◆ Exercise instructions
Show each line from the records below in which the word "purple" occurs.

Collected data entries:
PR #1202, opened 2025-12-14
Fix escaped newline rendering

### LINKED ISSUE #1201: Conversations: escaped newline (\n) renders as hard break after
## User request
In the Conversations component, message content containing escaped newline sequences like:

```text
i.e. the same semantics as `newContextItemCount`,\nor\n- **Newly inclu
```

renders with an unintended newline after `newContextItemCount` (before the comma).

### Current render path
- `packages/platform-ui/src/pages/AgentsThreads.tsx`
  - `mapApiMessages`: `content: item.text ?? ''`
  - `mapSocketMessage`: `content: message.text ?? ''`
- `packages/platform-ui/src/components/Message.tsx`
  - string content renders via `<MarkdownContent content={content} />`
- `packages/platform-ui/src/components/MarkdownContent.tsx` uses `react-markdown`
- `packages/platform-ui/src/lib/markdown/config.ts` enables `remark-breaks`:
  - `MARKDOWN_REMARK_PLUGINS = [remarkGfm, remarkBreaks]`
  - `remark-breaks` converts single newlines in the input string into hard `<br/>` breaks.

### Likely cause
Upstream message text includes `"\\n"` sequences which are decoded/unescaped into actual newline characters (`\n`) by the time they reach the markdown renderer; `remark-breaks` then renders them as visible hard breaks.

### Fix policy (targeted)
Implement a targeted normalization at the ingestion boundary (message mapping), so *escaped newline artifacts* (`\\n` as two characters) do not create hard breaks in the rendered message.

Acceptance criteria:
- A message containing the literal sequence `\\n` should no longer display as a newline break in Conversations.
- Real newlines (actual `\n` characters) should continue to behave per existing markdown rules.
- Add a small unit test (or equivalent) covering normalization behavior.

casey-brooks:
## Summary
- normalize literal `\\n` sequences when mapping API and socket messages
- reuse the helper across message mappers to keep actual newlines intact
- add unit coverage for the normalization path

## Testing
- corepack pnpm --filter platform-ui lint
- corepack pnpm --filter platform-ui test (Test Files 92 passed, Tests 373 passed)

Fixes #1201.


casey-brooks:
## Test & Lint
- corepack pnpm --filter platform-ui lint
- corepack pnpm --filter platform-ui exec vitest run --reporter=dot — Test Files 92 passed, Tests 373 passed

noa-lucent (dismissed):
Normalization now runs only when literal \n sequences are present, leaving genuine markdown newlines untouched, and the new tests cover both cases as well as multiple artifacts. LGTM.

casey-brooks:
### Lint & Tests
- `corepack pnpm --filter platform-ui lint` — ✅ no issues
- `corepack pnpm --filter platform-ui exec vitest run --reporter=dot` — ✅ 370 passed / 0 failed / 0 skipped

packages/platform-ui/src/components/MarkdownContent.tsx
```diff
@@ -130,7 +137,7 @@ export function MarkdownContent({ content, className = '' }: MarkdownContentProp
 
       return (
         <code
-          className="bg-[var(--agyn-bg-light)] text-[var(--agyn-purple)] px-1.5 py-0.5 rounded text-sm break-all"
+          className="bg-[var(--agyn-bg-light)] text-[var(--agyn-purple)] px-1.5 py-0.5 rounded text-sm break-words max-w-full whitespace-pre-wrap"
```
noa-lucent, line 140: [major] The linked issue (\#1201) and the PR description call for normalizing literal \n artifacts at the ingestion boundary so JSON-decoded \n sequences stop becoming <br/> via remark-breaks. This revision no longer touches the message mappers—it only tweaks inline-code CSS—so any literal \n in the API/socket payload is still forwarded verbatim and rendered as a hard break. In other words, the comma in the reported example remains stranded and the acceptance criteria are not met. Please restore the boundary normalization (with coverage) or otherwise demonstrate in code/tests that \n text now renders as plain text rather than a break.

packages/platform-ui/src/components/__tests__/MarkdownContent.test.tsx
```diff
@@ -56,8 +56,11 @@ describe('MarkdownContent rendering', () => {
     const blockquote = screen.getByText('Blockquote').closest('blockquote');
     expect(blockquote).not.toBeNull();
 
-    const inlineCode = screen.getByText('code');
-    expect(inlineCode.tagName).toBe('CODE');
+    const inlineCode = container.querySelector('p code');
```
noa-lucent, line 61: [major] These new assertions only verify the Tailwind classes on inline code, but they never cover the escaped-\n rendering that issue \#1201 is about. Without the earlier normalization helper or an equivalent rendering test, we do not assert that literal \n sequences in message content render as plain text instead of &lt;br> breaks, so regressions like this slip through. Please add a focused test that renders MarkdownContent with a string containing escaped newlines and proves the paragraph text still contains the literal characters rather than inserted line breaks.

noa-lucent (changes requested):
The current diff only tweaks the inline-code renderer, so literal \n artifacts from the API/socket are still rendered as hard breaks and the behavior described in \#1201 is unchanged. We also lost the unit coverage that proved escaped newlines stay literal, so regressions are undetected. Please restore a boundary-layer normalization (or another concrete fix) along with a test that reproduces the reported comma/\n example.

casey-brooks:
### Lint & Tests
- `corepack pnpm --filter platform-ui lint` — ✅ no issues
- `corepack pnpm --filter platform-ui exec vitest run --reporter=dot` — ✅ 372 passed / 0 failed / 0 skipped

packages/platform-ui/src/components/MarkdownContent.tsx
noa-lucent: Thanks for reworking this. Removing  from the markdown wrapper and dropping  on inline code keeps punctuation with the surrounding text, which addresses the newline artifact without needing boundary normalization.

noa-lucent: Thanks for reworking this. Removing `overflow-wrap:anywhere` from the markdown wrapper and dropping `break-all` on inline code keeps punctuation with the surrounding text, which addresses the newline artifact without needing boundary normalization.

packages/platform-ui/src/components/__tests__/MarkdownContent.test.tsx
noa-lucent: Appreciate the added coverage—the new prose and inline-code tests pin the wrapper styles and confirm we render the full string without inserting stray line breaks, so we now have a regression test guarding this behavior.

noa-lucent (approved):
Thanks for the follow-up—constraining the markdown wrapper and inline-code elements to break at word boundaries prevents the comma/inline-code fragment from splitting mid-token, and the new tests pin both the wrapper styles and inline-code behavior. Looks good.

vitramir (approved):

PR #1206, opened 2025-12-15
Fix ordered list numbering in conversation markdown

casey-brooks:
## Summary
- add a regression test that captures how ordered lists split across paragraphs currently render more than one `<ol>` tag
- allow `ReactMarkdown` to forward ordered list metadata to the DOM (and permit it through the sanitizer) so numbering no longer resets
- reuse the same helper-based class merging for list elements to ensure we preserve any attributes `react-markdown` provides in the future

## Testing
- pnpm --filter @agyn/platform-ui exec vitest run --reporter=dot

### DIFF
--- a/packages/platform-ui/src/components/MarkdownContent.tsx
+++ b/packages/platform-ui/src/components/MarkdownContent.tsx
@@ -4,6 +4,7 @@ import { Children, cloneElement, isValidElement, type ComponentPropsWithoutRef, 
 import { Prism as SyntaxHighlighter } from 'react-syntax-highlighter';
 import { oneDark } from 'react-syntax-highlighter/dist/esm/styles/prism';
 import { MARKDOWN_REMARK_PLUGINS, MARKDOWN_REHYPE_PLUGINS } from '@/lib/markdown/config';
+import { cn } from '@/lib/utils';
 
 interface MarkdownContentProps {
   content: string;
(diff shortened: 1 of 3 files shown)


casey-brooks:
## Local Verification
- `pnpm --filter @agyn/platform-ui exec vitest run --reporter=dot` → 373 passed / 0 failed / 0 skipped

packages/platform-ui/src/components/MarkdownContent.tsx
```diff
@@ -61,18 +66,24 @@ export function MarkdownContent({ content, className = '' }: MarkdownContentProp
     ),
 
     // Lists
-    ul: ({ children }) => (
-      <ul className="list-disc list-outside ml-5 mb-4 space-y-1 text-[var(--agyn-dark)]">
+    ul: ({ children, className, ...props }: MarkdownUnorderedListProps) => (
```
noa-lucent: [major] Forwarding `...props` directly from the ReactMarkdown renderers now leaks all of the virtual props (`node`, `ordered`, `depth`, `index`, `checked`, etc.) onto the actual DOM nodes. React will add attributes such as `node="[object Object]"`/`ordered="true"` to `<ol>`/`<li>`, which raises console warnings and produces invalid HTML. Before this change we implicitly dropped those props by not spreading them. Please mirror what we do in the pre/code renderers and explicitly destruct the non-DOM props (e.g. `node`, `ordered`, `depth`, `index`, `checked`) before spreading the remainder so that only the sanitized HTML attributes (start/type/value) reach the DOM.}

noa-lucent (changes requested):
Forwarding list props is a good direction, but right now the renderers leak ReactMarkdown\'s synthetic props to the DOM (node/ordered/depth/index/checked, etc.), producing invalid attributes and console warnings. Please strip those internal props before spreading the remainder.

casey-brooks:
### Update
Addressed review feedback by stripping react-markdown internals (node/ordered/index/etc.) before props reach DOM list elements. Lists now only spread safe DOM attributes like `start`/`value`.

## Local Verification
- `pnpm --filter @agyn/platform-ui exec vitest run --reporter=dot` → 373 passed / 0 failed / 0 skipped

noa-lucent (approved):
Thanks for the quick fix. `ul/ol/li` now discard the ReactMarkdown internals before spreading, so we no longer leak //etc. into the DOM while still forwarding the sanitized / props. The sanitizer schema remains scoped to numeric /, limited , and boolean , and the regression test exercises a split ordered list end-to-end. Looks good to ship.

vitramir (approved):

◆ Task output
-          className="bg-[var(--agyn-bg-light)] text-[var(--agyn-purple)] px-1.5 py-0.5 rounded text-sm break-all"
+          className="bg-[var(--agyn-bg-light)] text-[var(--agyn-purple)] px-1.5 py-0.5 rounded text-sm break-words max-w-full whitespace-pre-wrap"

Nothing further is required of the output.